§ YOUR TASK:
Both the line with "cjluo-nv: yeah I" and the line with "- **Regression with" in the records below must appear in the output, along with every line between them, exactly and with nothing added.

____ PROVIDED INFORMATION

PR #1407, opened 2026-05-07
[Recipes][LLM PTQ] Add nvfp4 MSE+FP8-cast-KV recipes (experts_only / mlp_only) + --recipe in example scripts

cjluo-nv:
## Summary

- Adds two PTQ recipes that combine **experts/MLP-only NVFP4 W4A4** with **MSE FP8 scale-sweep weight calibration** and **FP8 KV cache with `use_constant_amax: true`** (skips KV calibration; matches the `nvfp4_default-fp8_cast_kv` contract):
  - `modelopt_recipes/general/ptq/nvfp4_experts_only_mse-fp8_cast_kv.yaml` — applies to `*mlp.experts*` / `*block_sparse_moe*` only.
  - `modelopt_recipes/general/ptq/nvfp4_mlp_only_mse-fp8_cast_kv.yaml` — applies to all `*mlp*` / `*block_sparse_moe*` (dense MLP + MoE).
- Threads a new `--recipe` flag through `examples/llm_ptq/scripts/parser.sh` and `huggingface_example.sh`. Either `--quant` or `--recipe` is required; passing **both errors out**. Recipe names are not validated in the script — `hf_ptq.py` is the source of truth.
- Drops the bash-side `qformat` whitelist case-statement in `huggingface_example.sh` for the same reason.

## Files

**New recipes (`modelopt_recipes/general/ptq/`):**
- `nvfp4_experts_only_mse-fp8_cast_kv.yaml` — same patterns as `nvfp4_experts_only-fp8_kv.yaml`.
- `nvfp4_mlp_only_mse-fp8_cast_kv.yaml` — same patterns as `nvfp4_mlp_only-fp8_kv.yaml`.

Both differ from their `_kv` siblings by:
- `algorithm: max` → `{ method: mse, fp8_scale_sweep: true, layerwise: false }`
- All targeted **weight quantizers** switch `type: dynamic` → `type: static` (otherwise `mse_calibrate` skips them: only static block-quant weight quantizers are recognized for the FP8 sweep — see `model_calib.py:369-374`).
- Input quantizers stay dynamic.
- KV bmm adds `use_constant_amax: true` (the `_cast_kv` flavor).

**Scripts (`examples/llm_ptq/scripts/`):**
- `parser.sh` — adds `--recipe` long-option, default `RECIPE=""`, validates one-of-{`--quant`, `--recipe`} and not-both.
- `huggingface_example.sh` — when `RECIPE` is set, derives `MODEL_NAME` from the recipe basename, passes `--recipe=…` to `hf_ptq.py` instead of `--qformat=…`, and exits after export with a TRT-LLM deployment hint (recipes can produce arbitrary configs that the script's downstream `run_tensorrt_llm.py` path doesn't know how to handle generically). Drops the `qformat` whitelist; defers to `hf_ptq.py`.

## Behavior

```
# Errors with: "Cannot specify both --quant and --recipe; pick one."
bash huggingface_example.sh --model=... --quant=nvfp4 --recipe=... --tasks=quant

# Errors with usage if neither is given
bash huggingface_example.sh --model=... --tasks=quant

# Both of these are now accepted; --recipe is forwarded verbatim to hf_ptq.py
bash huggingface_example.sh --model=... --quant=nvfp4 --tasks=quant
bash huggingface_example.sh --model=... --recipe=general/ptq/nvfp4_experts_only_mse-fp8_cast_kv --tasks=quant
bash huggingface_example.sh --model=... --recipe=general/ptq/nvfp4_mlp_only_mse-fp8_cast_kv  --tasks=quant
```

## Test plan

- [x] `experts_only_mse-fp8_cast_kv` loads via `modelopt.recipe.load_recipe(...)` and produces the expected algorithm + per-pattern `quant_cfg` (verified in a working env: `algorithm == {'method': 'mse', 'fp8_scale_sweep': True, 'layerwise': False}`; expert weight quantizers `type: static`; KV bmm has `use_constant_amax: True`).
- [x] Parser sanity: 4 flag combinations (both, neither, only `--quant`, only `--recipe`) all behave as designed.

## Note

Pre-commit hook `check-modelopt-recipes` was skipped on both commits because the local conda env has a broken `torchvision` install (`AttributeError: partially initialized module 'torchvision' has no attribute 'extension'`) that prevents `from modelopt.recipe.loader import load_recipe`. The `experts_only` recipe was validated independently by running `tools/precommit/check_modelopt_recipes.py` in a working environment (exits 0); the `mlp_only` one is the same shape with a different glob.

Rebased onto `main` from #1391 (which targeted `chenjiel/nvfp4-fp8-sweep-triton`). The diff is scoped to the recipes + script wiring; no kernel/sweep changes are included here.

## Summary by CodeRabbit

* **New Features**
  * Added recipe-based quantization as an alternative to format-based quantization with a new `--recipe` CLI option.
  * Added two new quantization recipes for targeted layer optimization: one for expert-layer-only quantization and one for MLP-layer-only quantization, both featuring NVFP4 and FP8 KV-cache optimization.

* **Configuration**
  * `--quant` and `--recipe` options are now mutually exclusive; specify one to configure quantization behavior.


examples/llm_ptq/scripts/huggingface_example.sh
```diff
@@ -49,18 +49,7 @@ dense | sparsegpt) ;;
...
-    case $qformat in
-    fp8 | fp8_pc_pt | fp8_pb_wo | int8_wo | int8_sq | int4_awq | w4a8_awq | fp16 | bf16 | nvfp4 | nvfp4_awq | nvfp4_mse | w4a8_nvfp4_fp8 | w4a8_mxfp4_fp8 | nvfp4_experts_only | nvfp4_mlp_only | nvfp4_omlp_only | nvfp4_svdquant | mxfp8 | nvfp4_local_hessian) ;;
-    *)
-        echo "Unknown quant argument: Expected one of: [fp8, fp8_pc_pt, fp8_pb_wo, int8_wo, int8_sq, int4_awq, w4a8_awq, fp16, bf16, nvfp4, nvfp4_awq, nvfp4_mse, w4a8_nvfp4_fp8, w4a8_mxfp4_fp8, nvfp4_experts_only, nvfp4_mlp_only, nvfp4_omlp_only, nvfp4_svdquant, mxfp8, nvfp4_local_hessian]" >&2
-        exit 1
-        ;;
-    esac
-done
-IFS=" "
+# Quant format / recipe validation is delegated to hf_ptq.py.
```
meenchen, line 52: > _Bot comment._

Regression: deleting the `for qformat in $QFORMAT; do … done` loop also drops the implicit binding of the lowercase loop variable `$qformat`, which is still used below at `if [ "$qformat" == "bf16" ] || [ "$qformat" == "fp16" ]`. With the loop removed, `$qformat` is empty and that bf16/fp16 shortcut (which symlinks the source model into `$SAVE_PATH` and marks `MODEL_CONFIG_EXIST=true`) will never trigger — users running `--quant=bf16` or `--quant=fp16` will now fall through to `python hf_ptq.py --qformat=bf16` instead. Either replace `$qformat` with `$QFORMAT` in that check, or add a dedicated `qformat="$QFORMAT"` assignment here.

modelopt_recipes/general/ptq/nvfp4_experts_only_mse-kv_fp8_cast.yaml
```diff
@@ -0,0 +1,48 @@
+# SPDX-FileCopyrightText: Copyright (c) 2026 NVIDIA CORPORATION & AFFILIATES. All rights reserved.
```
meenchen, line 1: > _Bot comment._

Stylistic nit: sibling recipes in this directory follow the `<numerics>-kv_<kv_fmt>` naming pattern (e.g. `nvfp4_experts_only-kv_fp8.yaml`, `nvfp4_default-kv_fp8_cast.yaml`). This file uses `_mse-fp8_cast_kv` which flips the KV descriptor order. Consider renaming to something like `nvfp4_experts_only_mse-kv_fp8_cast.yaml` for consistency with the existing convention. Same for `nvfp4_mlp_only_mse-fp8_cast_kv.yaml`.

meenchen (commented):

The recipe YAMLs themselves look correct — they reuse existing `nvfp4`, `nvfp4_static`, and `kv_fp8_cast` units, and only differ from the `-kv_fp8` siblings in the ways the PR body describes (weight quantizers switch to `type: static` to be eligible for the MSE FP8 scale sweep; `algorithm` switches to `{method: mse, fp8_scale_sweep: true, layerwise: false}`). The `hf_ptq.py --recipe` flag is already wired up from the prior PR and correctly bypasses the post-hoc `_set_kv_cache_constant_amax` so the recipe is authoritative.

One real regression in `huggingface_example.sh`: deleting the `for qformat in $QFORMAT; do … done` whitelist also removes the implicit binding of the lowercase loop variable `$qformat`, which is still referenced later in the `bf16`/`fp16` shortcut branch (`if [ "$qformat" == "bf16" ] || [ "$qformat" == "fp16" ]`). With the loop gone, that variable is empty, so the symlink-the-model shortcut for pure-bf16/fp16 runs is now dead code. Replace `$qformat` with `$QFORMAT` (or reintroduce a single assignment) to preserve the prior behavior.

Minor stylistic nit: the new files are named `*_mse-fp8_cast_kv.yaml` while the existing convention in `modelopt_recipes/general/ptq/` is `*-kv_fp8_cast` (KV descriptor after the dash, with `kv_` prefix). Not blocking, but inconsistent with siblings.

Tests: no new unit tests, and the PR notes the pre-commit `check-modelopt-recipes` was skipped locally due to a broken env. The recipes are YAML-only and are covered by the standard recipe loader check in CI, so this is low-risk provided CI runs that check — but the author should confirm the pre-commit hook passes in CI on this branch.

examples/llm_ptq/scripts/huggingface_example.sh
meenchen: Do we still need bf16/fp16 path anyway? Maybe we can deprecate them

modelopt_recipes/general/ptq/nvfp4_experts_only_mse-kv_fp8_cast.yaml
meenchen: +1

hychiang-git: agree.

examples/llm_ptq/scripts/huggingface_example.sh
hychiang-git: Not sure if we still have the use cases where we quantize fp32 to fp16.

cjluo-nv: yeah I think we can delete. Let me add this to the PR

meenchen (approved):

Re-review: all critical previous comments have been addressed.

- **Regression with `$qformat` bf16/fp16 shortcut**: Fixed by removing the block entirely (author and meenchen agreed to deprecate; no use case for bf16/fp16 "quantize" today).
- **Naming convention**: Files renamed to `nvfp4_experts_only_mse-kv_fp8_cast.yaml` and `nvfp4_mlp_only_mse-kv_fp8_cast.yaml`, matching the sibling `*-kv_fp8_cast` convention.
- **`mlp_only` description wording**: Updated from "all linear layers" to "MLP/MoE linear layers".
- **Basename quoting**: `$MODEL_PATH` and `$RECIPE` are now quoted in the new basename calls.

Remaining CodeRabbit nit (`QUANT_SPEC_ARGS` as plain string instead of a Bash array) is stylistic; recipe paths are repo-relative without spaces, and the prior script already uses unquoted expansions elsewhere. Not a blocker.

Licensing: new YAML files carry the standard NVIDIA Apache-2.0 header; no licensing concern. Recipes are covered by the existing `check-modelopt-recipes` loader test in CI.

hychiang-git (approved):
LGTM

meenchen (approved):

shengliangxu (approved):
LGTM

________

§ TASK SOLUTION:
cjluo-nv: yeah I think we can delete. Let me add this to the PR

meenchen (approved):

Re-review: all critical previous comments have been addressed.

- **Regression with `$qformat` bf16/fp16 shortcut**: Fixed by removing the block entirely (author and meenchen agreed to deprecate; no use case for bf16/fp16 "quantize" today).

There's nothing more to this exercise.